*** Opening Task input ***

PR #375, opened 2018-03-12
Added mcp2021a symbols Interface_CAN_LIN library.

sebastianbasierski:
Added symbols for mcp2021a Microchip LIN interface.

Datasheet: [http://ww1.microchip.com/downloads/en/DeviceDoc/20002298C.pdf](http://ww1.microchip.com/downloads/en/DeviceDoc/20002298C.pdf)

Screenshots of symbols.
mcp2021a
mcp2021a

mcp2021a-ep
mcp2021a-ep
Matching footprint: [https://github.com/KiCad/kicad-footprints/blob/master/Package_DFN_QFN.pretty/DFN-8-1EP_4x4mm_P0.8mm_EP2.5x3.6mm.kicad_mod](https://github.com/KiCad/kicad-footprints/blob/master/Package_DFN_QFN.pretty/DFN-8-1EP_4x4mm_P0.8mm_EP2.5x3.6mm.kicad_mod)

*** Closing Task input ***

Each and every entry needs to be repeated exactly.

Result for this exercise >>
PR #375, opened 2018-03-12
Added mcp2021a symbols Interface_CAN_LIN library.

sebastianbasierski:
Added symbols for mcp2021a Microchip LIN interface.

Datasheet: [http://ww1.microchip.com/downloads/en/DeviceDoc/20002298C.pdf](http://ww1.microchip.com/downloads/en/DeviceDoc/20002298C.pdf)

Screenshots of symbols.
mcp2021a
mcp2021a

mcp2021a-ep
mcp2021a-ep
Matching footprint: [https://github.com/KiCad/kicad-footprints/blob/master/Package_DFN_QFN.pretty/DFN-8-1EP_4x4mm_P0.8mm_EP2.5x3.6mm.kicad_mod](https://github.com/KiCad/kicad-footprints/blob/master/Package_DFN_QFN.pretty/DFN-8-1EP_4x4mm_P0.8mm_EP2.5x3.6mm.kicad_mod)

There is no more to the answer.